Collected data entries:

PR #57, opened 2020-02-17
Add new fetch and parse functions

oltarasenko:
Change fetch function so it sends requests through all middlewares
Add parse function which allows to see how given page is going to be
parsed by a given spider.


oltarasenko:
I decided to force merge this code, as it's required to demonstrate another PR. I think that suggested changes are quite small & safe for the merge.

PR #59, opened 2020-02-17
Add browser rendering support

oltarasenko:
Added a fetcher with uses a Splash browser renderer in order to fetch
pages with it.

### DIFF
--- a/lib/crawly/fetchers/splash.ex
+++ b/lib/crawly/fetchers/splash.ex
@@ -1,0 +1,66 @@
+defmodule Crawly.Fetchers.Splash do
+  @moduledoc """
+  Implements Crawly.Fetchers.Fetcher behavior for Splash Javascript rendering.
+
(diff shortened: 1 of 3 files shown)


lib/crawly/fetchers/splash.ex
```diff
@@ -0,0 +1,66 @@
...
+          )
+
+      {base_url, other_options} ->
+        {base_url, other_options}
+      end
+
+    query_parameters = URI.encode_query(other_options)
+
+    url =
+      URI.merge(base_url, "?url=" <> request.url <> "&" <> query_parameters)
```
Ziinc: Should use https://hexdocs.pm/elixir/URI.html#encode_query/1 instead  for the url key. Maybe shift it to the query_parameters encoding expression

oltarasenko: +1, done

PR #60, opened 2020-02-25
Add Splash example

oltarasenko:
Add a link to an example project which shows how to extract data
from the site with dynamic content.


Ziinc:
My only concern with out-of-repo examples is that they get out of sync with the current version

oltarasenko:
I would prefer to keep the references to examples here. So people could try these projects. But I understand the concern. For now, I don't know a good way to solve it.

PR #61, opened 2020-02-26
Automatic cookies management

oltarasenko:


oltarasenko:
I will merge this now. It was online for quite a some time already. Also, it's a standalone middleware that can be always disabled. It should be safe to merge.

PR #71, opened 2020-03-27
Disable closespider_itemcount by default

oltarasenko:
This setting is mainly used for demo purposes. And it seems to be
highly confusing for a wide audience. We decided to disable it by
default, so crawly will not stop suddenly.


Ziinc:
Changes look good.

▶ _Required action_: What is needed is an exact copy of the entries above, from the first line through the line holding "pages with it.", with both of those lines kept; please give nothing else.

▶ _Completed exercise_:
PR #57, opened 2020-02-17
Add new fetch and parse functions

oltarasenko:
Change fetch function so it sends requests through all middlewares
Add parse function which allows to see how given page is going to be
parsed by a given spider.


oltarasenko:
I decided to force merge this code, as it's required to demonstrate another PR. I think that suggested changes are quite small & safe for the merge.

PR #59, opened 2020-02-17
Add browser rendering support

oltarasenko:
Added a fetcher with uses a Splash browser renderer in order to fetch
pages with it.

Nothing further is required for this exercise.